***** Data shown *****

PR #2156, opened 2016-06-24
Refactor controllers/assignments/grades_controller_spec.rb to use World

chcholman:
This PR does a first pass at removing instance variables in the grades controller spec and replacing them with World

### DIFF
--- a/spec/controllers/assignments/grades_controller_spec.rb
+++ b/spec/controllers/assignments/grades_controller_spec.rb
@@ -3,6 +3,8 @@ require "rails_spec_helper"
 describe Assignments::GradesController do
   let(:world) { World.create.with(:course, :assignment, :student, :grade) }
   let(:professor) { create(:professor_course_membership, course: world.course).user }
+  let(:assignment) { world.assignment }
+  let(:student) { world.student }
 
   context "as professor" do
     before(:each) do
@@ -11,7 +13,7 @@ describe Assignments::GradesController do
 
     describe "GET download" do
       it "returns sample csv data" do
-        get :download, assignment_id: world.assignment, format: :csv
+        get :download, assignment_id: assignment, format: :csv
         expect(response.body).to \
           include("First Name,Last Name,Email,Score,Feedback")
       end
@@ -19,9 +21,9 @@ describe Assignments::GradesController do
 
     describe "GET edit_status" do
       it "assigns params" do
-        get :edit_status, { assignment_id: world.assignment.id, grade_ids: [world.grade.id] }
-        expect(assigns(:title)).to eq("#{world.assignment.name} Grade Statuses")
-        expect(assigns(:assignment)).to eq(world.assignment)
+        get :edit_status, { assignment_id: assignment.id, grade_ids: [world.grade.id] }
+        expect(assigns(:title)).to eq("#{ assignment.name } Grade Statuses")
+        expect(assigns(:assignment)).to eq(assignment)
         expect(assigns(:grades)).to eq([world.grade])
         expect(response).to render_template(:edit_status)
       end
@@ -29,22 +31,22 @@ describe Assignments::GradesController do
 
     describe "PUT update_status" do
       it "updates the grade status for grades" do
-        put :update_status, { assignment_id: world.assignment.id, grade_ids: [world.grade.id], grade: { status: "Graded" }}
+        put :update_status, { assignment_id: assignment.id, grade_ids: [world.grade.id], grade: { status: "Graded" }}
         expect(world.grade.reload.status).to eq("Graded")
       end
 
       it "redirects to session if present"  do
         session[:return_to] = login_path
-        put :update_status, { assignment_id: world.assignment.id, grade_ids: [world.grade.id], grade: { status: "Graded" }}
+        put :update_status, { assignment_id: assignment.id, grade_ids: [world.grade.id], grade: { status: "Graded" }}
         expect(response).to redirect_to(login_path)
       end
     end
 
     describe "GET export" do
       it "returns sample csv data" do
-        submission = create(:submission, grade: world.grade, student: world.student,
-                            assignment: world.assignment)
-        get :export, assignment_id: world.assignment, format: :csv
+        submission = create(:submission, grade: world.grade, student: student,
+                            assignment: assignment)
+        get :export, assignment_id: assignment, format: :csv
         expect(response.body).to \
           include("First Name,Last Name,Email,Score,Feedback,Raw Score,Statement")
       end
@@ -52,12 +54,12 @@ describe Assignments::GradesController do
 
     describe "GET export_earned_levels" do
       it "returns example earned levels data" do
-        rubric = create(:rubric_with_criteria, assignment: world.assignment)
+        rubric = create(:rubric_with_criteria, assignment: assignment)
         rubric.criteria.each do |criterion|
           level = Level.create(criterion_id: criterion.id, name: "Sushi Success", points: 2000)
-          CriterionGrade.create(criterion: criterion, level_id: level.id, student: world.student, points: 2000, assignment: world.assignment)
+          CriterionGrade.create(criterion: criterion, level_id: level.id, student: student, points: 2000, assignment: assignment)
         end
-        get :export_earned_levels, assignment_id: world.assignment, format: :csv
+        get :export_earned_levels, assignment_id: assignment, format: :csv
 
         expect(response.body).to \
           include("First Name,Last Name,Email,Username,Team")
@@ -66,9 +68,9 @@ describe Assignments::GradesController do
 
     describe "GET import" do
       it "displays the import page" do
-        get :import, { assignment_id: world.assignment.id}
-        expect(assigns(:title)).to eq("Import Grades for #{world.assignment.name}")
-        expect(assigns(:assignment)).to eq(world.assignment)
+        get :import, { assignment_id: assignment.id}
+        expect(assigns(:title)).to eq("Import Grades for #{assignment.name}")
+        expect(assigns(:assignment)).to eq(assignment)
         expect(response).to render_template(:import)
       end
     end
@@ -79,44 +81,44 @@ describe Assignments::GradesController do
       let(:file) { fixture_file "grades.csv", "text/csv" }
 
       it "renders the results from the import" do
-        world.student.reload.update_attribute :email, "robert@example.com"
+        student.reload.update_attribute :email, "robert@example.com"
         second_student = create(:user, username: "jimmy")
         second_student.courses << world.course
-        post :upload, assignment_id: world.assignment.id, file: file
+        post :upload, assignment_id: assignment.id, file: file
         expect(response).to render_template :import_results
         expect(response.body).to include "2 Grades Imported Successfully"
       end
 
       it "renders any errors that have occured" do
-        post :upload, assignment_id: world.assignment.id, file: file
+        post :upload, assignment_id: assignment.id, file: file
         expect(response.body).to include "3 Grades Not Imported"
         expect(response.body).to include "Student not found in course"
       end
 
       it "adds error and redirects without a file" do
-        post :upload, assignment_id: world.assignment.id
+        post :upload, assignment_id: assignment.id
         expect(flash[:notice]).to eq("File is missing")
-        expect(response).to redirect_to(assignment_path(world.assignment))
+        expect(response).to redirect_to(assignment_path(assignment))
       end
     end
 
     describe "GET index" do
       it "redirects to the assignments show view if the assigment is not a rubric" do
-        allow(world.assignment).to receive(:grade_with_rubric?).and_return false
-        get :index, assignment_id: world.assignment.id
-        expect(response).to redirect_to assignment_path(world.assignment)
+        allow(assignment).to receive(:grade_with_rubric?).and_return false
+        get :index, assignment_id: assignment.id
+        expect(response).to redirect_to assignment_path(assignment)
       end
     end
 
     describe "GET mass_edit" do
       it "assigns params" do
-        get :mass_edit, assignment_id: world.assignment.id
-        expect(assigns(:title)).to eq("Quick Grade #{world.assignment.name}")
-        expect(assigns(:assignment)).to eq(world.assignment)
-        expect(assigns(:assignment_type)).to eq(world.assignment.assignment_type)
-        expect(assigns(:assignment_score_levels)).to eq(world.assignment.assignment_score_levels)
+        get :mass_edit, assignment_id: assignment.id
+        expect(assigns(:title)).to eq("Quick Grade #{assignment.name}")
+        expect(assigns(:assignment)).to eq(assignment)
+        expect(assigns(:assignment_type)).to eq(assignment.assignment_type)
+        expect(assigns(:assignment_score_levels)).to eq(assignment.assignment_score_levels)
         expect(assigns(:grades)).to eq([world.grade])
-        expect(assigns(:students)).to eq([world.student])
+        expect(assigns(:students)).to eq([student])
         expect(response).to render_template(:mass_edit)
       end
 
@@ -124,7 +126,7 @@ describe Assignments::GradesController do
         student_2 = create(:user, last_name: "zzimmer", first_name: "aaron")
         student_3 = create(:user, last_name: "zzimmer", first_name: "zoron")
         [student_2,student_3].each {|s| s.courses << world.course }
-        expect{ get :mass_edit, assignment_id: world.assignment.id }.to \
+        expect{ get :mass_edit, assignment_id: assignment.id }.to \
           change{Grade.count}.by(2)
         expect(assigns(:grades)[1].student).to eq(student_2)
         expect(assigns(:grades)[2].student).to eq(student_3)
@@ -133,9 +135,9 @@ describe Assignments::GradesController do
       context "with teams" do
         it "assigns params" do
           team = create(:team, course: world.course)
-          team.students << world.student
-          get :mass_edit, assignment_id: world.assignment.id, team_id: team.id
-          expect(assigns(:students)).to eq([world.student])
+          team.students << student
+          get :mass_edit, assignment_id: assignment.id, team_id: team.id
+          expect(assigns(:students)).to eq([student])
           expect(assigns(:team)).to eq(team)
         end
       end
@@ -143,7 +145,7 @@ describe Assignments::GradesController do
 
     describe "PUT mass_update" do
       let(:grades_attributes) do
-        { "#{world.assignment.reload.grades.index(world.grade)}" =>
+        { "#{assignment.reload.grades.index(world.grade)}" =>
           { graded_by_id: professor.id, instructor_modified: true,
             student_id: world.grade.student_id, raw_points: 1000, status: "Graded",
             id: world.grade.id
@@ -152,14 +154,14 @@ describe Assignments::GradesController do
       end
 
       it "updates the grades for the specific assignment" do
-        put :mass_update, assignment_id: world.assignment.id,
+        put :mass_update, assignment_id: assignment.id,
           assignment: { grades_attributes: grades_attributes }
         expect(world.grade.reload.raw_points).to eq 1000
       end
 
       it "timestamps the grades" do
         current_time = DateTime.now
-        put :mass_update, assignment_id: world.assignment.id,
+        put :mass_update, assignment_id: assignment.id,
           assignment: { grades_attributes: grades_attributes }
         expect(world.grade.reload.graded_at).to be > current_time
       end
@@ -167,7 +169,7 @@ describe Assignments::GradesController do
       it "only sends notifications to the students if the grade changed" do
         world.grade.update_attributes({ raw_points: 1000 })
         run_background_jobs_immediately do
-          expect { put :mass_update, assignment_id: world.assignment.id,
+          expect { put :mass_update, assignment_id: assignment.id,
                    assignment: { grades_attributes: grades_attributes } }.to_not \
             change { ActionMailer::Base.deliveries.count }
         end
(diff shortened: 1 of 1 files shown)


spec/controllers/assignments/grades_controller_spec.rb
```diff
@@ -1,74 +1,63 @@
...
-    @student = create(:user)
-    @student.courses << @course
-  end
-  before(:each) do
-    @grade = create :grade, student: @student, assignment: @assignment,
-      course: @course
-  end
-  after(:each) { @grade.delete }
+  let(:world) { World.create.with(:course, :assignment, :student, :grade) }
+  let(:professor) { create(:professor_course_membership, course: world.course).user }
```
acousticrobot: Since there are so many references to `world.assignment` in the specs, you can opt to add in here:

```
let(:assignment) { world.assignment }
```

Then all the remaining references to `@assignment` can more succinctly be just `assignment`. Also true with `world.student`, `world.grade` etc. Very much a judgement call though, how many spec references warrant an additional `let` statement, and one I'd like to hear other opinions on.

zazaian:
I'm actually really not fond of that syntax because it seems dangerously magical to me:

```
let(:world) { World.create.with(:course, :assignment, :student, :grade) }
```

Do these objects have any relationship to one another? Am I just creating each one independently? Is creation all that's happening? What's creating them? I think actually the lack of explicit relationships or any kind of hierarchy is what makes this feel really kind of cryptic from an outsider's perspective. If I'd written the code for this class I'm sure I'd understand what's happening, but it seems like an outsider should be able to understand the outcome without having to pick apart the innards of the library itself.

Also I find the `create` method really confusing here since it's actually just instantiating a new object. Why is that a valuable syntax? It seems really confusing to me since `create` is a designated `ActiveRecord` method for immediately persisting a record, and the `World` itself isn't being persisted anywhere.

I think something like this feels much more expressive:

```
let(:world) do
  World.new.create course: [assignment, :student, :grade]
end
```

*****

* [Your task] Go through the entries and copy each line holding the string "format".

* [Response to this task]
-        get :download, assignment_id: world.assignment, format: :csv
+        get :download, assignment_id: assignment, format: :csv
-        get :export, assignment_id: world.assignment, format: :csv
+        get :export, assignment_id: assignment, format: :csv
-        get :export_earned_levels, assignment_id: world.assignment, format: :csv
+        get :export_earned_levels, assignment_id: assignment, format: :csv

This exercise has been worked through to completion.